In this study, vitamin B12 intake was the 8th major predictor of dyslipidemia in the sensitivity analysis, but it had no significant relationship with any of the blood lipid markers; meanwhile, in the study by Mahalle [43], vitamin B12 was an effective predictor of CHD.

In the present study, copper (Cu) was the 9th major predictor of dyslipidemia in the sensitivity analysis and had a significant correlation with TG, TC/HDL and TG/HDL. In line with this study, Tosco [44] also showed the relationship of Cu with dyslipidemia.

Magnesium (Mg) was the 4th important predictor of dyslipidemia in the sensitivity analysis, but it showed no significant correlation with any of the blood lipid markers. Meanwhile, Nasri reported a positive correlation between serum levels of magnesium and TG [45]. This disparity could be due to the differences in the study subjects, who were hemodialysis patients in their study.

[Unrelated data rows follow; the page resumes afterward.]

PR #208, opened 2024-10-07
Document bounds and remove redundant reductions

hanno-becker:
This PR documents bounds on arithmetic data during processing through NTT, basemul, and invNTT, and uses that knowledge to remove redundant reductions, including all uses of `poly_reduce()` except those used before/after serialization/deserialization.

The primary purpose of the removal of those interim `poly_reduce()` invocations is not to improve performance, but to strive for a unified semantics of `poly_reduce()` across native implementations: The C/AArch64 semantics of `poly_reduce()` is to give signed canonical representatives, while the AVX2 implementation gives _unsigned_ almost-canonical representatives in `[0,...,q]` (inclusive upper bound!). This distinction then ramifies into serialization routines. _Conceptually_, however, one always wants an _unsigned canonical_ interface to `poly_reduce()` when being used in the context of [de]serialization. On the other hand, prior to this PR, `poly_reduce()` was also used to reduce the size of coefficients, for which canonicity and sign are not relevant, and it would be an unnecessary performance drag to e.g. use an unsigned canonical reduction. With the removal of `poly_reduce()` for interim reductions, we can switch to the unified semantics of `poly_reduce()` as producing _unsigned canonical_ data in a follow-up PR.


mlkem/native/aarch64/intt_clean.S
```diff
@@ -29,7 +29,15 @@
 // Needed to provide ASM_LOAD directive
 #include "common.i"
 
+// Bounds:
+// In: |src| < q * C
+// Out: |dst| < q * (0.0508 * C + 1/2)
```
rod-chapman, line 34: I like this, but where does the 0.0508 come from?

mlkem/native/aarch64/intt_clean.S
```diff
@@ -226,11 +234,41 @@ _intt_asm_clean:
...
+
+        ASM_LOAD(xtmp, ninv_addr)
+        ld1r {ninv.8h}, [xtmp]
+        ASM_LOAD(xtmp, ninv_tw_addr)
+        ld1r {ninv_tw.8h}, [xtmp]
+
+        mov inp, in
+        mov count, #8
+
+scale_start:
```
rod-chapman, line 248: What's going on here? This doesn't seem to be much to do with "documenting the bounds"

mlkem/native/aarch64/intt_clean.S
```diff
@@ -254,15 +300,21 @@ layer4567_start:
         // Layer 5
         gs_butterfly data0, data1, root0, 2, 3
         gs_butterfly data2, data3, root0, 4, 5
+        // Max bound: 8q
 
+        // Not all of those reductions are needed, but the bounds tracking
```
rod-chapman, line 305: OK.. this is good.

mlkem/native/aarch64/intt_clean.S
```diff
@@ -314,16 +358,13 @@ layer123_start:
...
+
         str q_data4, [in, #(4*(512/8))]
         str q_data5, [in, #(5*(512/8))]
         str q_data6, [in, #(6*(512/8))]
         str q_data7, [in, #(7*(512/8))]
 
-        // Scale half the coeffs by 1/n; for the other half, the scaling has
-        // been merged into the multiplication with the twiddle factor on the
-        // last layer.
-        mul_ninv data0, data1, data2, data3, data0, data1, data2, data3
```
rod-chapman, line 325: So you've removed this code, and adjusted the twiddle factors back to their original values?

mlkem/native/aarch64/ntt_clean.S
```diff
@@ -29,10 +29,20 @@
 // Needed to provide ASM_LOAD directive
 #include "common.i"
 
+// Bounds:
+// In: |src| < q * C
+// Out: |dst| < q * (0.0508 * C + 1/2)
```
rod-chapman, line 34: As above - the 0.0508 needs a bit of explanation.

mlkem/native/aarch64/ntt_clean.S
```diff
@@ -204,6 +214,20 @@ _ntt_asm_clean:
         load_roots_123
 
         .p2align 2
+
+        // Bounds reasoning:
+        // - There are 7 layers
+        // - When passing from layer N to layer N+1, each layer-N value
+        //   is modified through the addition/subtraction of a Montgomery
+        //   product of a twiddle of absolute value < q/2 and a layer-N value.
+        // - Recalling that |fqmul(a,t)| < q * (0.0254*C + 1/2) for
```
rod-chapman, line 223: You lost me at this point. What is C? You're using "^" to mean "power" not "exclusive or", right? That's confusing for C programmers.

mlkem/native/aarch64/ntt_clean.S
```diff
@@ -204,6 +214,20 @@ _ntt_asm_clean:
...
+        //   |a| < C*q and |t|<q/2, we see that the coefficients of layer N
+        //   (starting with layer 0 = input data) are bound by q * f^N(1), where
```
rod-chapman, line 225: What does f^N(1) mean? I can't follow that notation?

mlkem/native/aarch64/ntt_clean.S
```diff
@@ -204,6 +214,20 @@ _ntt_asm_clean:
...
+        //   f(C) = 1/2 + 1.0508*C.
+        //   For N=7, we get the bound of f^7(1) * q < 18295.
```
rod-chapman, line 227: Isn't it easier to just show that for N=7, the upper bound is 7Q + 1664? That's a much simpler explanation, and still fits in 16 bits.

mlkem/native/aarch64/ntt_clean.S
```diff
@@ -268,11 +292,6 @@ layer4567_start:
         ct_butterfly_v data0, data1, root1, root1_tw
         ct_butterfly_v data2, data3, root2, root2_tw
 
-        barrett_reduce data0
```
rod-chapman, line 271: Err.. why have these been removed? Why is that OK?

rod-chapman (changes requested):
See comments inline

mlkem/native/aarch64/ntt_clean.S
hanno-becker: That's what the PR is about!

mlkem/debug/debug.h
```diff
@@ -0,0 +1,71 @@
...
+
+void mlkem_debug_check_bounds(const char *file, int line,
+                              const char *description, const int16_t *ptr,
+                              unsigned len, int16_t lower_bound_inclusive,
+                              int16_t upper_bound_inclusive);
+
+void mlkem_debug_print_error(const char *file, int line, const char *msg);
+
+#define BOUND(ptr, len, abs_bound, msg)                                   \
+  do {                                                                    \
```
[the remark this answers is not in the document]
hanno-becker: That's a common idiom in C

mlkem/debug/debug.h
```diff
@@ -0,0 +1,71 @@
...
+    mlkem_debug_check_bounds(__FILE__, __LINE__, (msg), (int16_t *)(ptr), \
+                             (len), -((abs_bound)-1), ((abs_bound)-1));   \
+  } while (0)
+
+#define POLY_BOUND_MSG(ptr, abs_bound, msg) \
```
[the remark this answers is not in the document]
hanno-becker: `poly`

mlkem/debug/debug.h
```diff
@@ -0,0 +1,71 @@
+// SPDX-License-Identifier: Apache-2.0
+#ifndef MLKEM_DEBUG_H
+#define MLKEM_DEBUG_H
+
+#if defined(MLKEM_DEBUG)
+#include <stdio.h>
+#include <stdlib.h>
+
+void mlkem_debug_check_bounds(const char *file, int line,
```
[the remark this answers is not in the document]
hanno-becker: It's only for the macros, but it still needs a declaration in the header.

mlkem/debug/debug.h
```diff
@@ -0,0 +1,71 @@
...
+  do {                                                                   \
+    for (unsigned _debug_polyvec_bound_idx = 0;                          \
+         _debug_polyvec_bound_idx < KYBER_K; _debug_polyvec_bound_idx++) \
+      POLY_BOUND_MSG(&(ptr)->vec[_debug_polyvec_bound_idx], (abs_bound), \
+                     "polyvec bound for " #ptr ".vec[i]");               \
+  } while (0)
+
+// Following AWS-LC to define a C99-compliant static assert
+#define MLKEM_CONCAT(left, right) left##right
+#define MLKEM_STATIC_ASSERT_DEFINE(cond, msg)                            \
```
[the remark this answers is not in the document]
hanno-becker: This is a common way to encode a static assert in C99 -- the implementation details are irrelevant, but here we create an anonymous struct with bitfield length 1 or -1 depending on the condition. If the condition fails, a bitfield of size -1 leads to a compile error.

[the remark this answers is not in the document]
hanno-becker: https://stackoverflow.com/questions/3385515/static-assert-in-c

mlkem/indcpa.c
```diff
@@ -76,6 +84,7 @@ static void pack_sk(uint8_t r[KYBER_INDCPA_SECRETKEYBYTES], polyvec *sk) {
 static void unpack_sk(polyvec *sk,
                       const uint8_t packedsk[KYBER_INDCPA_SECRETKEYBYTES]) {
   polyvec_frombytes(sk, packedsk);
+  polyvec_reduce(sk);
```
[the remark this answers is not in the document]
hanno-becker: See the commit message

mlkem/indcpa.c
```diff
@@ -245,6 +254,9 @@ void gen_matrix(polyvec *a, const uint8_t seed[KYBER_SYMBYTES],
  *              - const uint8_t *coins: pointer to input randomness
  *                             (of length KYBER_SYMBYTES bytes)
  **************************************************/
+
+STATIC_ASSERT(NTT_BOUND + KYBER_Q < INT16_MAX, indcpa_enc_bound_0)
```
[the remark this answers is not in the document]
hanno-becker: Yes

mlkem/native/aarch64/intt_clean.S
hanno-becker: Please see the commit messages -- we're hoisting the scaling in the invNTT from end to start, as a means to simultaneously scale and reduce the size of the representatives.

mlkem/native/aarch64/intt_clean.S
hanno-becker: The code moved to the top.

mlkem/native/aarch64/ntt_clean.S
hanno-becker: This is explained in `reduce.c` and empirically checked in `test_bounds.py` -- I'll add a reference

mlkem/debug/debug.h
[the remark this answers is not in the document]
hanno-becker: https://stackoverflow.com/questions/1067226/c-multi-line-macro-do-while0-vs-scope-block

mlkem/indcpa.c
```diff
@@ -289,8 +301,10 @@ void indcpa_keypair_derand(uint8_t pk[KYBER_INDCPA_PUBLICKEYBYTES],
     poly_tomont(&pkpv.vec[i]);
   }
 
+  // Arithmetic cannot overflow, see static assertion at the top
   polyvec_add(&pkpv, &pkpv, &e);
   polyvec_reduce(&pkpv);
+  polyvec_reduce(&skpv);
```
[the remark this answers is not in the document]
hanno-becker: This is reduction prior to serialization. Previously this was done at the end of the fwd NTT, but that reduction is generally not needed and has been removed.

mlkem/native/aarch64/ntt_clean.S
hanno-becker: `f(f(...(f(1))...)`

mlkem/native/aarch64/ntt_clean.S
hanno-becker: Yes, meant it as "power". Maybe "**" will be more universally understood?

mlkem/debug/debug.h
```diff
@@ -0,0 +1,71 @@
...
+#if defined(MLKEM_DEBUG)
+#include <stdio.h>
+#include <stdlib.h>
+
+void mlkem_debug_check_bounds(const char *file, int line,
+                              const char *description, const int16_t *ptr,
+                              unsigned len, int16_t lower_bound_inclusive,
+                              int16_t upper_bound_inclusive);
+
+void mlkem_debug_print_error(const char *file, int line, const char *msg);
```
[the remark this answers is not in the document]
hanno-becker: It goes to `stderr` -- will document.

mlkem/native/aarch64/ntt_clean.S
rod-chapman: Possibly, but ** gets mangled because it means something special in MarkDown format.

mlkem/native/aarch64/ntt_clean.S
rod-chapman: Thanks

mlkem/debug/debug.h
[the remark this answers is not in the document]
rod-chapman: OK.. please add that as a comment. Imagine someone else is reading this, 5 years from now...

mlkem/debug/debug.h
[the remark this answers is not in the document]
rod-chapman: Accepted

mlkem/debug/debug.h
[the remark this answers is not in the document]
rod-chapman: It's still ugly. But I guess there's no other way.

mlkem/native/aarch64/ntt_clean.S
rod-chapman: Thanks

mlkem/debug/debug.c
```diff
@@ -0,0 +1,39 @@
...
+
+void mlkem_debug_check_bounds(const char *file, int line,
+                              const char *description, const int16_t *ptr,
+                              unsigned len, int16_t lower_bound_inclusive,
+                              int16_t upper_bound_inclusive) {
+  int err = 0;
+  unsigned i;
+  for (i = 0; i < len; i++) {
+    int16_t val = ptr[i];
+    if (val < lower_bound_inclusive || val > upper_bound_inclusive) {
```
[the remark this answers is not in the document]
rod-chapman: OK - got it.

mlkem/native/aarch64/ntt_clean.S
rod-chapman: OK... so we're documenting the bounds _and_ removing redundant reductions as a side-effect of that.

mlkem/native/aarch64/ntt_clean.S
hanno-becker: Fair point. There are two parts here:
- Show that the arithmetic _within_ the NTT does not overflow.
- Exhibit a specific bound on the output of the NTT that is sufficient to show that _subsequent_ arithmetic does not overflow.

It seems to me that (a) basemul implementations currently need _no_ bound, (b) keygen merely needs `NTT_BOUND + KYBER_Q < INT16_MAX` to handle the addition https://github.com/pq-code-package/mlkem-c-aarch64/blob/main/mlkem/indcpa.c#L292. That would actually be supported by a 8*Q bound. Still, I don't think it hurts to document a tighter bound in case changes in the subsequent arithmetic needs evaluation.

mlkem/native/aarch64/ntt_clean.S
hanno-becker: Ok, I'll leave it as is for now.

mlkem/native/aarch64/ntt_clean.S
hanno-becker: I'll spell it out

mlkem/native/aarch64/ntt_clean.S
rod-chapman: You're right... if the inputs are bounded by +/- Q, then you must be within 8Q after 7 layers. I appreciate that your bound is tighter, but 8Q < 32767 is all we need, right?

rod-chapman: That's what my proofs in SPARK and C show anyway...

mlkem/native/aarch64/ntt_clean.S
rod-chapman: Lovely

mlkem/native/aarch64/ntt_clean.S
hanno-becker: No, it's note quite enough, because there's further arithmetic following the NTT: Specifically, there's https://github.com/pq-code-package/mlkem-c-aarch64/blob/main/mlkem/indcpa.c#L292 adding a value up to size Q. So there one needs 9Q < INT16_MAX.

mlkem/debug/debug.h
```diff
@@ -0,0 +1,71 @@
...
+
+#define BOUND(ptr, len, abs_bound, msg)                                   \
```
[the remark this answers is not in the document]
hanno-becker: Done

mlkem/native/aarch64/ntt_clean.S
hanno-becker: Done

mlkem/native/aarch64/ntt_clean.S
rod-chapman: Ah yes.

mlkem/ntt.c
```diff
@@ -57,9 +58,20 @@ const int16_t zetas[128] = {
...
+ *              a polynomial in place.
+ *
+ *              The input is assumed to be in normal order and
+ *              coefficient-wise bound by KYBER_Q in absolute value.
+ *
+ *              The output polynomail is in bitreversed order, and
+ *              coefficient-wise bound by NTT_BOUND in absolute value.
+ *
+ *              Values of NTT_BOUND:
+ *              - C: 16546
```
rod-chapman, line 70: I'm not sure I like this, since it complicates the C/Asm boundary with potentially different contracts for each back-end. Can't we reduce here so that _all_ backends always return reduced coefficients that are always in the same range?

mlkem/ntt.c
```diff
@@ -95,37 +117,54 @@ void poly_ntt(poly *p) { ntt_native(p); }
...
- *order
+ *              order
+ *
+ *              The input is assumed to be in bitreversed order.
+ *
+ *              The output polynomail is in normal order, and
+ *              coefficient-wise bound by INVNTT_BOUND in absolute value.
+ *
+ *              Values of INVNTT_BOUND:
+ *              - C: 3/4 q
```
rod-chapman, line 128: As above - I think the abstraction should be the same for all backends.

mlkem/ntt.c
```diff
@@ -95,37 +117,54 @@ void poly_ntt(poly *p) { ntt_native(p); }
...
 #if !defined(MLKEM_USE_NATIVE_INTT)
 // REF-CHANGE: Removed indirection poly_invntt_tomont -> invntt()
+// REF-CHANGE: Moved scalar multiplication with f ahead of the core invNTT
 void poly_invntt_tomont(poly *p) {
   unsigned int start, len, j, k;
   int16_t t, zeta;
   const int16_t f = 1441;  // mont^2/128
   int16_t *r = p->coeffs;
 
+  for (j = 0; j < 256; j++) {
```
rod-chapman, line 142: Can you justify why this still returns the right answer?

rod-chapman (commented):
More comments...

mlkem/ntt.c
hanno-becker: The modular arithmetic is unchanged, but we're moving the scaling step to the front so it acts as a reduction of the input data. Does that answer your question?

mlkem/ntt.c
hanno-becker: Yes, I want a _single_ "worst-case" contract between C and ASM that _all_ implementations satisfy. But the way it's currently phrased, that doesn't come across. I'll try again.

mlkem/ntt.c
hanno-becker: Done

mlkem/ntt.c
hanno-becker: Done

mlkem/ntt.c
```diff
@@ -57,9 +58,20 @@ const int16_t zetas[128] = {
...
  * Description: Computes negacyclic number-theoretic transform (NTT) of
- *              a polynomial in place;
- *              inputs assumed to be in normal order, output in bitreversed
- *order
+ *              a polynomial in place.
+ *
+ *              The input is assumed to be in normal order and
+ *              coefficient-wise bound by KYBER_Q in absolute value.
+ *
+ *              The output polynomail is in bitreversed order, and
```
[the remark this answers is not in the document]
hanno-becker: Done

mlkem/debug/debug.h
```diff
@@ -0,0 +1,103 @@
...
+ *              - len: Number of int16_t in ptr
+ *              - lower_bound_inclusive: Inclusive lower bound
+ *              - upper_bound_inclusive: Inclusive upper bound
+ **************************************************/
+void mlkem_debug_check_bounds(const char *file, int line,
+                              const char *description, const int16_t *ptr,
+                              unsigned len, int16_t lower_bound_inclusive,
+                              int16_t upper_bound_inclusive);
+
+/* Print error message alongside file and line information */
```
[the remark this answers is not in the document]
hanno-becker: Done

mlkem/debug/debug.h
```diff
@@ -0,0 +1,103 @@
...
+#include <stdio.h>
+#include <stdlib.h>
+
+/*************************************************
+ * Name:        mlkem_debug_check_bounds
+ *
+ * Description: Check whether values in an array of int16_t
+ *              are within specified bounds.
+ *
+ *              Prints an erro message and calls exit(1) if not.
```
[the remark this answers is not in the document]
hanno-becker: Done

mlkem/ntt.c
rod-chapman: Yes... makes sense, but it's such an obvious departure from the reference implementation that an explanatory comment with worth-while.

hanno-becker: Oh, that's a very good point. We _do_ want those `REF-CHANGE` comments, at least in major deviations like this. I'll add it.

hanno-becker: Oh, actually there is already a comment at the top of the function

rod-chapman: Noted

mlkem/ntt.c
```diff
@@ -134,18 +197,30 @@ void poly_invntt_tomont(poly *p) { intt_native(p); }
...
+  BOUND(a, 2, KYBER_Q, "basemul input bound");
+
   int32_t t0, t1;
+
   t0 = (int32_t)a[1] * b_cached;
   t0 += (int32_t)a[0] * b[0];
   t1 = (int32_t)a[0] * b[1];
   t1 += (int32_t)a[1] * b[0];
+
+  // |ti| < 2 * q * 2^15
```
rod-chapman, line 220: The PQCrystals/Kyber ref/reduce.c code says that the input to montgomery_reduce() must in in
"{-q2^15 .. q2^15 - 1}" but your new code in reduce.c says no constraint on the argument at all.
If the former case is right, then t1 < 2q2^15 doesn't work?

mlkem/reduce.c
```diff
@@ -9,14 +9,40 @@
  * Description: Montgomery reduction; given a 32-bit integer a, computes
  *              16-bit integer congruent to a * R^-1 mod q, where R=2^16
  *
- * Arguments:   - int32_t a: input integer to be reduced;
- *                           has to be in {-q2^15,...,q2^15-1}
```
rod-chapman, line 13: Is this really no longer required? See comment in ntt.c. The code appears identical to the Kyber ref, so why can this
constraint be removed?

mlkem/reduce.c
```diff
@@ -9,14 +9,40 @@
...
+  //
+  // |t| <= |a|/2^16 + |t|*q/2^16
+  //      < q * C / 2^16 + q/2
+  //      = q (C/2^16 + 1/2)
+  //
+  // - Case |a| < (q/2) * C * q
+  //
+  // Replace C -> C * q in the above and estimate
+  // q / 2^17 < 0.0254.
+
```
rod-chapman, line 45: Can you add two BOUND() macros here to check the pre-condition and the bound of the result?

rod-chapman (commented):
See comments on basemul_cached() and montgomery_reduce(). More to come...

mlkem/reduce.c
rod-chapman: I really need _weakest_ precondition on montgomery_reduce(), and the post-condition that expresses a bound on the output if that pre-condition it true, both expressed using simple static constants (i.e. not complex expressions involving real numbers...) please.

mlkem/ntt.c
hanno-becker: But, please feel free to double-check.

mlkem/reduce.c
hanno-becker: > Is this really no longer required? See comment in ntt.c. The code appears identical to the Kyber ref, so why can this constraint be removed?

I don't see a need for the constraint in the Kyber repo, and indeed it too strict for the application in other parts of the code. Please check my bounds.

hanno-becker: > I really need weakest precondition on montgomery_reduce(), and the post-condition that expresses a bound on the output if that pre-condition it true, both expressed using simple static constants (i.e. not complex expressions involving real numbers...) please.

This is really a parametric spec here. We'll need to see how to best express this in CBMC, but that's not for this PR to solve.

mlkem/reduce.c
hanno-becker: No, because everything is parametric, we don't know what `C` is. But that's what `test_bounds.py` is for.

mlkem/ntt.c
rod-chapman: I'd really like to see a CBMC proof of montgomery_reduce() to prove that it really does work for all int32_t.
I may already have that... let me see...

hanno-becker: I don't know if CBMC can do that, because it's parametric. I added `test_bounds.py` to brute force this.

rod-chapman: NOted

mlkem/reduce.c
rod-chapman: Noted

mlkem/reduce.c
rod-chapman: OK

rod-chapman (approved):
All good now

mlkem/reduce.c
```diff
@@ -43,8 +43,17 @@ int16_t montgomery_reduce(int32_t a) {
   // Replace C -> C * q in the above and estimate
   // q / 2^17 < 0.0254.
 
-  t = (int16_t)a * QINV;
-  t = (a - (int32_t)t * KYBER_Q) >> 16;
+  uint16_t u;
+  int16_t t;
```
rod-chapman, line 47: Redeclaration of t here fails to compile.

hanno-becker: oops.

rod-chapman: Fixed.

As SGPT-ALT did not increase the coefficients of determination in the last step in the TG and HDL models, expensive SGPT-ALT experiments can be removed from TG and HDL models. Since the same is true for the Cu TC/HDL model, it can be excluded as well.

Strengths and limitations

One of the strengths of this study was the large sample size and the use of many different variables, and one of its weaknesses was the large amount of missing data.

Conclusion

According to the sensitivity analysis, the most important variables predicting dyslipidemia included the FFM index, alkaline phosphatase, and GGT, with the acceptable accuracy of 64.1%. The best models in terms of the coefficients of determination were the TG/HDL and TC/HDL models with nine variables. Alkaline phosphatase, the FFM index, and HGB were three common predictors for all the lipid markers. Health authorities are therefore recommended to adopt plans to help keep these indices in the normal range in the community so as to help improve lipid levels and prevent related diseases.